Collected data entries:
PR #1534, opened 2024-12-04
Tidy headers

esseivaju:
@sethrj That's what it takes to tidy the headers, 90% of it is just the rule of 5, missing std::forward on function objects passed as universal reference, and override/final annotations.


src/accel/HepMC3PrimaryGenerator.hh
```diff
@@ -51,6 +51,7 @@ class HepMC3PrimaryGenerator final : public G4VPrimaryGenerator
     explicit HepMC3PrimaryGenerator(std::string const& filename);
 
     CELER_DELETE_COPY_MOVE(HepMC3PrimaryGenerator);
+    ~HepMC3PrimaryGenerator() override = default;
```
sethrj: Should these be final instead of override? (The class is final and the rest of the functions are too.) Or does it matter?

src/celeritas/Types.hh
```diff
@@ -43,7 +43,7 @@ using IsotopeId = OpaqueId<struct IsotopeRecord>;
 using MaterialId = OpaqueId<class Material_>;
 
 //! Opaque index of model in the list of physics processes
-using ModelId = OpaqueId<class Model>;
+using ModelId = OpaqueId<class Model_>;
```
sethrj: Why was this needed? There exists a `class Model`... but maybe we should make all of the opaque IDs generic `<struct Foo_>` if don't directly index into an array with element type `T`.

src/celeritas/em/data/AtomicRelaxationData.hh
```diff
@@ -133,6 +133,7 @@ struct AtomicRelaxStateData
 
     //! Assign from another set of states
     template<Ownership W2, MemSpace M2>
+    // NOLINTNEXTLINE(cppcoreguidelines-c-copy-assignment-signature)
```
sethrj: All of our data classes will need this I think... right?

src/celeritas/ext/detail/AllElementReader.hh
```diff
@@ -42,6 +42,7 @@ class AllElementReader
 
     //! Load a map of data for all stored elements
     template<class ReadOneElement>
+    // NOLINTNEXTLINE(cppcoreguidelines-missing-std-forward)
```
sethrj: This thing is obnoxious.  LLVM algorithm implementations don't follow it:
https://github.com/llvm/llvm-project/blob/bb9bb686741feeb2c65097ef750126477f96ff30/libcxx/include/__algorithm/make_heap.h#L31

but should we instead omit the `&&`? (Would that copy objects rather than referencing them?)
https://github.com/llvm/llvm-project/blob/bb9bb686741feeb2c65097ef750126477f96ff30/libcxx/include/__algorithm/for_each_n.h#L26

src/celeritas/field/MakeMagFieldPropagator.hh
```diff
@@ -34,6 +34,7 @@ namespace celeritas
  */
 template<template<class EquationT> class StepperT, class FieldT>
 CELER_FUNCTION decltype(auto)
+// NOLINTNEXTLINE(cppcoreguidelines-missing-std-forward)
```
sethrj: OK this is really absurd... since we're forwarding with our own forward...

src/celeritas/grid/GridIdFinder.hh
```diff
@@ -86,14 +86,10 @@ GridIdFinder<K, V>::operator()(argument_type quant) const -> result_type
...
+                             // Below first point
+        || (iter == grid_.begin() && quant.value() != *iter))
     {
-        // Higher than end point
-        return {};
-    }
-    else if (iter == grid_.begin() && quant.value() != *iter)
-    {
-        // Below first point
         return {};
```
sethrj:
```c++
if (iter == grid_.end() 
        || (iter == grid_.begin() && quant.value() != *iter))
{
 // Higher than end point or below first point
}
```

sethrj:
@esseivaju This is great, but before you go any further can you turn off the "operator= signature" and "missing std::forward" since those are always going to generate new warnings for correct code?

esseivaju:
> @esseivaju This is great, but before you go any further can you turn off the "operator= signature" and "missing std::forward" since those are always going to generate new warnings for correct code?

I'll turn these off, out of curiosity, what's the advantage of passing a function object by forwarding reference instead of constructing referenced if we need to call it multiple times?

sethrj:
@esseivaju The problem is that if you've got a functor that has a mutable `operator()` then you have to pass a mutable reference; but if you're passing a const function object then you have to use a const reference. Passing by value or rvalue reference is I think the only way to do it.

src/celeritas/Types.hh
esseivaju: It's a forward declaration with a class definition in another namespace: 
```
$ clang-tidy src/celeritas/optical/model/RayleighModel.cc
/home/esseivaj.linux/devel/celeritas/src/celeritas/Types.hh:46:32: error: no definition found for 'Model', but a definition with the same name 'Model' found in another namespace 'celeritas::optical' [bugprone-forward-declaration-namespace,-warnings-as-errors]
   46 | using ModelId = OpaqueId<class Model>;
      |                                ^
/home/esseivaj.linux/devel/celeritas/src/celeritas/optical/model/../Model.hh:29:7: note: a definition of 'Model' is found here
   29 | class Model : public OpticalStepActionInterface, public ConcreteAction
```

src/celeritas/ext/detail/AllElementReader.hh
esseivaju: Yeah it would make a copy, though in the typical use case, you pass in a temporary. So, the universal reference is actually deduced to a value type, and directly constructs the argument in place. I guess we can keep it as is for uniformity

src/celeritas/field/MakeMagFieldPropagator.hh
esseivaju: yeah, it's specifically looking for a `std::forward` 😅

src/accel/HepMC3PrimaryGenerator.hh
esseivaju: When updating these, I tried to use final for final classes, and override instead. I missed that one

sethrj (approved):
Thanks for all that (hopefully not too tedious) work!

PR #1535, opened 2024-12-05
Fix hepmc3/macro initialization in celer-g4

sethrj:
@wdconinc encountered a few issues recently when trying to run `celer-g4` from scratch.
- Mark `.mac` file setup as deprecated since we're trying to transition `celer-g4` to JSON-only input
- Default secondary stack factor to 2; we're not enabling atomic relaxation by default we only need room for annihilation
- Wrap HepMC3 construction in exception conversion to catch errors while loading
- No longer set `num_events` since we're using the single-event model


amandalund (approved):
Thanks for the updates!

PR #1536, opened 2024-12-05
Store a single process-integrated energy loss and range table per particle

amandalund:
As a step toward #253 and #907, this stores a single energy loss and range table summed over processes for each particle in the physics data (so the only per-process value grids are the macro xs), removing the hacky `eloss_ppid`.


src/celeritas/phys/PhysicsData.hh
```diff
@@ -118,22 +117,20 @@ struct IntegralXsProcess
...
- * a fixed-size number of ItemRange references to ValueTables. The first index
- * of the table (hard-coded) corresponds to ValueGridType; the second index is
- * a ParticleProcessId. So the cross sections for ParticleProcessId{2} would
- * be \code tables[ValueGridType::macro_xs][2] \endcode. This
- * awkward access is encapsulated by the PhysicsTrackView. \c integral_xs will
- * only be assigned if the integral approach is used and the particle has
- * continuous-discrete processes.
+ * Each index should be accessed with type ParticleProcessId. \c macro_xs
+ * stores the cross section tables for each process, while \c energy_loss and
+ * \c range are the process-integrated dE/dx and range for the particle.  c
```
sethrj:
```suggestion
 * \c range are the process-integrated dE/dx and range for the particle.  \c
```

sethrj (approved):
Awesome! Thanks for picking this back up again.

## TASK GOAL
The full set of entries above needs to be restated word for word.

## TASK RESPONSE
PR #1534, opened 2024-12-04
Tidy headers

esseivaju:
@sethrj That's what it takes to tidy the headers, 90% of it is just the rule of 5, missing std::forward on function objects passed as universal reference, and override/final annotations.


src/accel/HepMC3PrimaryGenerator.hh
```diff
@@ -51,6 +51,7 @@ class HepMC3PrimaryGenerator final : public G4VPrimaryGenerator
     explicit HepMC3PrimaryGenerator(std::string const& filename);
 
     CELER_DELETE_COPY_MOVE(HepMC3PrimaryGenerator);
+    ~HepMC3PrimaryGenerator() override = default;
```
sethrj: Should these be final instead of override? (The class is final and the rest of the functions are too.) Or does it matter?

src/celeritas/Types.hh
```diff
@@ -43,7 +43,7 @@ using IsotopeId = OpaqueId<struct IsotopeRecord>;
 using MaterialId = OpaqueId<class Material_>;
 
 //! Opaque index of model in the list of physics processes
-using ModelId = OpaqueId<class Model>;
+using ModelId = OpaqueId<class Model_>;
```
sethrj: Why was this needed? There exists a `class Model`... but maybe we should make all of the opaque IDs generic `<struct Foo_>` if don't directly index into an array with element type `T`.

src/celeritas/em/data/AtomicRelaxationData.hh
```diff
@@ -133,6 +133,7 @@ struct AtomicRelaxStateData
 
     //! Assign from another set of states
     template<Ownership W2, MemSpace M2>
+    // NOLINTNEXTLINE(cppcoreguidelines-c-copy-assignment-signature)
```
sethrj: All of our data classes will need this I think... right?

src/celeritas/ext/detail/AllElementReader.hh
```diff
@@ -42,6 +42,7 @@ class AllElementReader
 
     //! Load a map of data for all stored elements
     template<class ReadOneElement>
+    // NOLINTNEXTLINE(cppcoreguidelines-missing-std-forward)
```
sethrj: This thing is obnoxious.  LLVM algorithm implementations don't follow it:
https://github.com/llvm/llvm-project/blob/bb9bb686741feeb2c65097ef750126477f96ff30/libcxx/include/__algorithm/make_heap.h#L31

but should we instead omit the `&&`? (Would that copy objects rather than referencing them?)
https://github.com/llvm/llvm-project/blob/bb9bb686741feeb2c65097ef750126477f96ff30/libcxx/include/__algorithm/for_each_n.h#L26

src/celeritas/field/MakeMagFieldPropagator.hh
```diff
@@ -34,6 +34,7 @@ namespace celeritas
  */
 template<template<class EquationT> class StepperT, class FieldT>
 CELER_FUNCTION decltype(auto)
+// NOLINTNEXTLINE(cppcoreguidelines-missing-std-forward)
```
sethrj: OK this is really absurd... since we're forwarding with our own forward...

src/celeritas/grid/GridIdFinder.hh
```diff
@@ -86,14 +86,10 @@ GridIdFinder<K, V>::operator()(argument_type quant) const -> result_type
...
+                             // Below first point
+        || (iter == grid_.begin() && quant.value() != *iter))
     {
-        // Higher than end point
-        return {};
-    }
-    else if (iter == grid_.begin() && quant.value() != *iter)
-    {
-        // Below first point
         return {};
```
sethrj:
```c++
if (iter == grid_.end() 
        || (iter == grid_.begin() && quant.value() != *iter))
{
 // Higher than end point or below first point
}
```

sethrj:
@esseivaju This is great, but before you go any further can you turn off the "operator= signature" and "missing std::forward" since those are always going to generate new warnings for correct code?

esseivaju:
> @esseivaju This is great, but before you go any further can you turn off the "operator= signature" and "missing std::forward" since those are always going to generate new warnings for correct code?

I'll turn these off, out of curiosity, what's the advantage of passing a function object by forwarding reference instead of constructing referenced if we need to call it multiple times?

sethrj:
@esseivaju The problem is that if you've got a functor that has a mutable `operator()` then you have to pass a mutable reference; but if you're passing a const function object then you have to use a const reference. Passing by value or rvalue reference is I think the only way to do it.

src/celeritas/Types.hh
esseivaju: It's a forward declaration with a class definition in another namespace: 
```
$ clang-tidy src/celeritas/optical/model/RayleighModel.cc
/home/esseivaj.linux/devel/celeritas/src/celeritas/Types.hh:46:32: error: no definition found for 'Model', but a definition with the same name 'Model' found in another namespace 'celeritas::optical' [bugprone-forward-declaration-namespace,-warnings-as-errors]
   46 | using ModelId = OpaqueId<class Model>;
      |                                ^
/home/esseivaj.linux/devel/celeritas/src/celeritas/optical/model/../Model.hh:29:7: note: a definition of 'Model' is found here
   29 | class Model : public OpticalStepActionInterface, public ConcreteAction
```

src/celeritas/ext/detail/AllElementReader.hh
esseivaju: Yeah it would make a copy, though in the typical use case, you pass in a temporary. So, the universal reference is actually deduced to a value type, and directly constructs the argument in place. I guess we can keep it as is for uniformity

src/celeritas/field/MakeMagFieldPropagator.hh
esseivaju: yeah, it's specifically looking for a `std::forward` 😅

src/accel/HepMC3PrimaryGenerator.hh
esseivaju: When updating these, I tried to use final for final classes, and override instead. I missed that one

sethrj (approved):
Thanks for all that (hopefully not too tedious) work!

PR #1535, opened 2024-12-05
Fix hepmc3/macro initialization in celer-g4

sethrj:
@wdconinc encountered a few issues recently when trying to run `celer-g4` from scratch.
- Mark `.mac` file setup as deprecated since we're trying to transition `celer-g4` to JSON-only input
- Default secondary stack factor to 2; we're not enabling atomic relaxation by default we only need room for annihilation
- Wrap HepMC3 construction in exception conversion to catch errors while loading
- No longer set `num_events` since we're using the single-event model


amandalund (approved):
Thanks for the updates!

PR #1536, opened 2024-12-05
Store a single process-integrated energy loss and range table per particle

amandalund:
As a step toward #253 and #907, this stores a single energy loss and range table summed over processes for each particle in the physics data (so the only per-process value grids are the macro xs), removing the hacky `eloss_ppid`.


src/celeritas/phys/PhysicsData.hh
```diff
@@ -118,22 +117,20 @@ struct IntegralXsProcess
...
- * a fixed-size number of ItemRange references to ValueTables. The first index
- * of the table (hard-coded) corresponds to ValueGridType; the second index is
- * a ParticleProcessId. So the cross sections for ParticleProcessId{2} would
- * be \code tables[ValueGridType::macro_xs][2] \endcode. This
- * awkward access is encapsulated by the PhysicsTrackView. \c integral_xs will
- * only be assigned if the integral approach is used and the particle has
- * continuous-discrete processes.
+ * Each index should be accessed with type ParticleProcessId. \c macro_xs
+ * stores the cross section tables for each process, while \c energy_loss and
+ * \c range are the process-integrated dE/dx and range for the particle.  c
```
sethrj:
```suggestion
 * \c range are the process-integrated dE/dx and range for the particle.  \c
```

sethrj (approved):
Awesome! Thanks for picking this back up again.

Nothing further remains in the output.